All services in the ACE subscribe to a central service: the ACE Service Directory (ASD). As the name suggests, the ASD acts as a directory service inside the ACE to provide information about all the services in the ACE. The ASD itself is also a service in the ACE with one crucial difference. It is available on a well-known machine and on a known port, which is specified in a configuration file. All the services in the ACE communicate with each other and with the devices depending on their function. Services get information about other services from the ASD. Hence the ASD is crucial to the working of the ACE. However, the relationship between the services and the ASD is not the same as that of a client-server relationship. Services continue functioning if the ASD dies or has not started yet. They continuously poll for the presence of the ASD and resume normal functioning once the ASD is up and functioning. While service do communicate with each other, the ASD only serves the purpose of disseminating information about each service in the ACE. All future communication between the services takes place on an individual basis. Hence the ASD is not loaded with traffic from all the services in the ACE.

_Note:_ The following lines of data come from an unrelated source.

PR #2938, opened 2020-12-15
Improve Firestore delete

samtstern:
### Description

Started with an investigation into large document deletes, made a few changes:

- Move the "Transaction too big" error handling code into the operation so that it can be handled visibly
- Before doing n parallel delete batches wait until one succeeds. For cases where all documents are large this means we'll get the right batch size sooner.
- Fix some logging.

TODO:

Communication between all the services occurs by means of ACE network commands. Each service has a command interface through which instructions can be issued to it. The set of commands in each services command interface are the orders that the service can directly take. The command interface also defines the service’s interaction with other services and other applications (wrappers) in ACE. Besides these, each service can throw out a notification in the ACE.  Any service can register for a notification from any other service. Notifications are typically meant for events in the ACE that do not occur with a predictable regularity, but are important so that other services need to be informed about the events. All notifications also occur through the mechanism of ACE network commands. The significance of this grouping of the services communication modes will be evident when the security issues in the ACE are discussed. Apart from these two (main) modes of communications (command interface and notifications), a service, depending on its function, can also connect to another service and transfer large streams of data. For e.g. the Audio and Video capture and play daemons shuttle around audio and video streams between themselves in the ACE. This forms part of the ACE solution for interactive conferencing. The ACE Architecture is therefore a robust structure with the base already built in for commissioning services. These commissioned services are easily incorporated into the ACE and can inherit the properties and capabilities of those services already commissioned. Consequently, any new device or host can easily be introduced into the ACE and made part of it, taking full advantage of the ACE features and contributing equally to the ACE.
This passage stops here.